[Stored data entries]
========================

PR #6230, opened 2022-01-19
Obsolete scheduler and pipline removal APIs

HEskandari:


src/NServiceBus.AcceptanceTests/Scheduling/When_scheduling_a_recurring_task.cs
```diff
@@ -1,4 +1,5 @@
-﻿namespace NServiceBus.AcceptanceTests.Scheduling
+﻿#pragma warning disable 618
```
mikeminutillo, line 1: A few of these tests are done this way. Is this too broad? It might hide future obsoletions? Having said that, I assume these tests are probably gone in v8 where the feature is no longer supported so maybe this is OK

mikeminutillo (approved):

src/NServiceBus.AcceptanceTests/Scheduling/When_scheduling_a_recurring_task.cs
HEskandari: Yes, these are all scheduler tests, so will be removed in v8.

========================

* _EXERCISE DESCRIPTION_
Copy out each line of the records character for character.

* _EXERCISE RESULT_
PR #6230, opened 2022-01-19
Obsolete scheduler and pipline removal APIs

HEskandari:


src/NServiceBus.AcceptanceTests/Scheduling/When_scheduling_a_recurring_task.cs
```diff
@@ -1,4 +1,5 @@
-﻿namespace NServiceBus.AcceptanceTests.Scheduling
+﻿#pragma warning disable 618
```
mikeminutillo, line 1: A few of these tests are done this way. Is this too broad? It might hide future obsoletions? Having said that, I assume these tests are probably gone in v8 where the feature is no longer supported so maybe this is OK

mikeminutillo (approved):

src/NServiceBus.AcceptanceTests/Scheduling/When_scheduling_a_recurring_task.cs
HEskandari: Yes, these are all scheduler tests, so will be removed in v8.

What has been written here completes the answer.